Apple official announcement of its Apple Watch yesterday received a decidedly mixed reaction. Apple’s stock initially rose during the big event, but plummeted as CEO Tim Cook expounded on the watch’s features, and finally bottomed out when he announced the price. Apple’s stock price is down by two percent at the close of market today. So when was the first watch invented? How was the Apple watch made? Technology is certainly advancing from an old fashioned clock!!
Ellen DeGeneres tweeted humorously that we’ve been using our phones to tell time “for centuries.”
So excited for the Apple Watch. For centuries, we’ve checked the time by looking at our phones. Having it on your wrist? Genius. #AppleLive
— Ellen DeGeneres (@TheEllenShow) September 9, 2014
But it would seem that much of the reaction was to the pricing. Shipping on April 24, the watch will start at $349 for basic models. The dizzying array of customization options available, such as a rose gold band, could set a buyer back as much as $17,000 putting the watch squarely in competition with the likes of Rolex and other luxury timepieces.
Influential personal technology columnist Walt Mossberg took to Twitter in Apple’s defense noting that the lowest price point for the Apple Watch is less than the launch prices of the iPod, iPhone, and iPad.
Yes, the gold Apple Watch is pricey. But the base $349 model costs less at launch than the iPod, iPhone or iPad. pic.twitter.com/edN5z6hBh4
— Walt Mossberg (@waltmossberg) March 10, 2015
PC Magazine raises doubts about the product’s appeal given its hefty price point asking: “Who will buy the $10,000 Apple Watch?” while Forbes claims it’s a nice-to-have accessory, not yet a must-have. It seems the virtual water cooler is having trouble focusing on the features of the watch, which include health and fitness tracking, Apple Pay, remote lock control, WiFi, and more.
By some accounts, the best thing about the Apple Watch announcement has been the Internet’s reaction.

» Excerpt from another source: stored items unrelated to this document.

PR #15684, opened 2022-10-06
fix(client): remove retries for all errors except network connection/socket errors

### LINKED ISSUE #12862: Some errors are obfuscated by interactive transactions when using `binary` engine
### Bug description

Runtime errors such as `CHECK` constraint failures are obfuscated by interactive transactions when `engineType  = "binary"`, making it impossible to appropriately handle rejected transactions.

Only tested this with `postgres` so far. 

Note that the `library` engine does not seem to have the same issue. CI output comparing both engine types: https://github.com/driimus/prisma-interactive-tx-errors/actions/runs/2184082955

### How to reproduce

1. Clone https://github.com/driimus/prisma-interactive-tx-errors
2. Run the tests locally using a `binary` engine
3. Notice that the test using an interactive transaction fails due to a nondescript error.

### Expected behavior

The original error / error message should be surfaced, similar to the `library` engine's behavior.

Expected:

```
ConnectorError(ConnectorError { user_facing_error: None, kind: QueryError(Error { kind: Db, cause: Some(DbError { severity: \"ERROR\", parsed_severity: Some(Error), code: SqlState(\"23514\"), message: \"new row for relation \\\"Post\\\" violates check constraint \\\"Post_viewCount_check\\\"\", detail: Some(\"Failing row contains (1, 2022-04-18 12:42:07.239, 2022-04-18 12:42:07.239, Minima nulla ea., null, f, -1, 1).\"), hint: None, position: None, where_: None, schema: Some(\"public\"), table: Some(\"Post\"), column: None, datatype: None, constraint: Some(\"Post_viewCount_check\"), file: Some(\"execMain.c\"), line: Some(2003), routine: Some(\"ExecConstraints\") }) }) })"
```

Received:

```
 ConnectorError(ConnectorError { user_facing_error: None, kind: QueryError(Error { kind: Db, cause: Some(DbError { severity: \"ERROR\", parsed_severity: Some(Error), code: SqlState(\"25P02\"), message: \"current transaction is aborted, commands ignored until end of transaction block\", detail: None, hint: None, position: None, where_: None, schema: None, table: None, column: None, datatype: None, constraint: None, file: Some(\"postgres.c\"), line: Some(1718), routine: Some(\"exec_bind_message\") }) }) })"
```

### Prisma information

[Minimal reproduction repo](https://github.com/driimus/prisma-interactive-tx-errors)

```schema.prisma
generator client {
  engineType      = "binary"
}

datasource db {
  provider = "postgres"
  url      = "postgresql://postgres:example@localhost"
}

model User {
  email String  @unique
  name  String?
  posts Post[]
}

model Post {
  updatedAt DateTime @updatedAt
  title     String
  content   String?
  viewCount Int      @default(0)
  author    User?    @relation(fields: [authorId], references: [id])
  authorId  Int?
}
```

### Environment & setup

- OS: `Ubuntu 20.04.4 LTS`
- Database: `PostgreSQL`
- Node.js version: `16.14.2`

### Prisma Version

```
prisma                  : 3.12.0
@prisma/client          : 3.12.0
Query Engine (Node-API) : libquery-engine 22b822189f46ef0dc5c5b503368d1bee01213980 (at node_modules/.pnpm/@prisma+engines@3.12.0-37.22b822189f46ef0dc5c5b503368d1bee01213980/node_modules/@prisma/engines/libquery_engine-debian-openssl-1.1.x.so.node)
Migration Engine        : migration-engine-cli 22b822189f46ef0dc5c5b503368d1bee01213980 (at node_modules/.pnpm/@prisma+engines@3.12.0-37.22b822189f46ef0dc5c5b503368d1bee01213980/node_modules/@prisma/engines/migration-engine-debian-openssl-1.1.x)
Introspection Engine    : introspection-core 22b822189f46ef0dc5c5b503368d1bee01213980 (at node_modules/.pnpm/@prisma+engines@3.12.0-37.22b822189f46ef0dc5c5b503368d1bee01213980/node_modules/@prisma/engines/introspection-engine-debian-openssl-1.1.x)
Format Binary           : prisma-fmt 22b822189f46ef0dc5c5b503368d1bee01213980 (at node_modules/.pnpm/@prisma+engines@3.12.0-37.22b822189f46ef0dc5c5b503368d1bee01213980/node_modules/@prisma/engines/prisma-fmt-debian-openssl-1.1.x)
Default Engines Hash    : 22b822189f46ef0dc5c5b503368d1bee01213980
Studio                  : 0.459.0
```

danstarns:
The binary engine had retry logic that was causing inconsistent behavior for users. 

See https://prisma-company.slack.com/archives/CUXLS0Z6K/p1664962929905829

- **Removes retries for all write operations using the BinaryEngine.** 
- **Removes retires for all batch operations --if a child request contains a write--.** 

This PR closes https://github.com/prisma/prisma/issues/12862 and contains tests to assert that.


garrensmith:
@danstarns this isn't correct. From our internal discussion we want to remove retries for all errors except network connection/socket errors

packages/engine-core/src/binary/BinaryEngine.ts
```diff
@@ -1110,66 +1130,70 @@ You very likely have the wrong "binaryTarget" defined in the schema.prisma file.
...
-      // https://github.com/nodejs/undici/blob/2.x/lib/core/errors.js
-      error.code === 'ECONNRESET' ||
-      error.code === 'ECONNREFUSED' ||
-      error.code === 'UND_ERR_CLOSED' ||
-      error.code === 'UND_ERR_SOCKET' ||
-      error.code === 'UND_ERR_DESTROYED' ||
-      error.code === 'UND_ERR_ABORTED' ||
-      error.message.toLowerCase().includes('client is destroyed') ||
-      error.message.toLowerCase().includes('other side closed') ||
-      error.message.toLowerCase().includes('the client is closed')
```
aqrln, line 1140: I think these three (now removed) also refer to some kind of network errors, but yeah, might be safer not to match them to avoid false positives.

packages/client/src/runtime/RequestHandler.ts
```diff
@@ -92,16 +93,33 @@ export class RequestHandler {
         // TODO: pass the child information to QE for it to issue links to queries
         // const links = requests.map((r) => trace.getSpanContext(r.otelChildCtx!))
 
+        const writeWords = ['create', 'update', 'delete']
+        const requestContainsWrite = requests.some((r) =>
+          writeWords.some((writeWord) => {
+            r.clientMethod.includes(writeWord)
```
millsp, line 99: Is there a missing `return` here?

danstarns: Good catch!

packages/engine-core/src/binary/BinaryEngine.ts
danstarns: We now check only the codes, this felt like a double-check for no reason

https://github.com/nodejs/undici/blob/2.x/lib/core/errors.js

packages/client/src/runtime/RequestHandler.ts
```diff
@@ -92,13 +93,25 @@ export class RequestHandler {
         // TODO: pass the child information to QE for it to issue links to queries
         // const links = requests.map((r) => trace.getSpanContext(r.otelChildCtx!))
 
-        return this.client._engine.requestBatch(queries, info.headers, info.batchTransaction)
+        const writeWords = ['create', 'update', 'delete']
+        const requestContainsWrite = requests.some((r) =>
+          writeWords.some((writeWord) => {
+            r.clientMethod.includes(writeWord)
```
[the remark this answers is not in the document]
danstarns: `r.type` don't exist, do you mean something else?

packages/engine-core/src/binary/BinaryEngine.ts
```diff
@@ -960,23 +970,33 @@ You very likely have the wrong "binaryTarget" defined in the schema.prisma file.
     } catch (e: any) {
       logger('req - e', e)
 
-      await this.handleRequestError(e, numTry <= MAX_REQUEST_RETRIES)
+      const { error, shouldRetry } = await this.handleRequestError(e)
+
+      const isWrite = ['create', 'update', 'delete'].some((method) => clientMethod.includes(method))
```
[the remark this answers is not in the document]
danstarns: I have made a shared util for the iswrite check.

packages/client/src/runtime/RequestHandler.ts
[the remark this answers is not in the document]
aqrln: ah, sorry, `r.document.type`

packages/engine-core/src/binary/BinaryEngine.ts
```diff
@@ -931,12 +932,19 @@ You very likely have the wrong "binaryTarget" defined in the schema.prisma file.
...
-    query: string,
-    headers: QueryEngineRequestHeaders = {},
-    _transaction?: InteractiveTransactionOptions<undefined>,
+  async request<T>({
+    query,
+    headers = {},
     numTry = 1,
-  ): Promise<QueryEngineResult<T>> {
+    clientMethod,
+    _transaction,
```
aqrln, line 940:
```suggestion
```

aqrln: it was an unused parameter

packages/engine-core/src/binary/BinaryEngine.ts
```diff
@@ -931,12 +932,19 @@ You very likely have the wrong "binaryTarget" defined in the schema.prisma file.
...
+  }: {
+    query: string
+    headers: QueryEngineRequestHeaders
+    numTry: number
+    clientMethod: string
+    _transaction?: InteractiveTransactionOptions<undefined>
```
aqrln, line 946:
```suggestion
    transaction?: InteractiveTransactionOptions<undefined>
```

or we could even drop it here

packages/engine-core/src/binary/BinaryEngine.ts
aqrln, line 940:
```suggestion
    transaction,
```

packages/engine-core/src/binary/BinaryEngine.ts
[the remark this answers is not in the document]
aqrln: Just moving this to a function is an improvement, but it still happens on two different levels of abstraction inconsistently. I'll fix this.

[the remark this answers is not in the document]
aqrln: Also I think it would be safer to flip the condition and make it `isRead` because if a new write operation is added we will probably forget to add it here at first. I'll do that too if I won't be able to use the document type instead.

packages/client/src/runtime/RequestHandler.ts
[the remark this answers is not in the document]
aqrln: fixed

aqrln (approved):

— MirrorTech (@MirrorTech) March 10, 2015
Humorous photos like the one tweeted by MirrorTech’s Twitter account were the norm and ranged from people placing Apple stickers on their watch faces, to those rubber-banding Galas to their arms, to techies taping together an array of objects that would be encompassed by the Apple Watch and affixing the whole kit and caboodle to their wrists.
The watch’s 18-hour battery life was also an issue. While longer than many had expected, the device would still require a charging frequency of more than once a day; precluding the ability for sleep tracking to be integrated into the watch’s health features. Apple claims that, if you’re only checking time, the battery will last for up to 48 hours. And, as the battery gets low, the watch will automatically switch into a power saving mode, enabling it to last an additional 72 hours. TechCrunch thinks this issue could be the device’s Achilles heel.
But still, the announcement had watchmakers taking notice. The co-founder of well-known watch brand Swatch predicts that the Apple Watch could have a big negative impact on traditional Swiss watchmakers. The Apple Watch purportedly keeps time to within 50 milliseconds of UTC, the universal time standard. While perhaps not a selling point for a generation of digerati, this does directly compete with the long-heralded Swiss movement standards for traditional watches.
Initial Take: Apple will likely sell more than a few Apple Watches but whether it will enjoy the success of its previous hits remain to be seen; especially since much of the features are dependent on the wearer also owning an iPhone.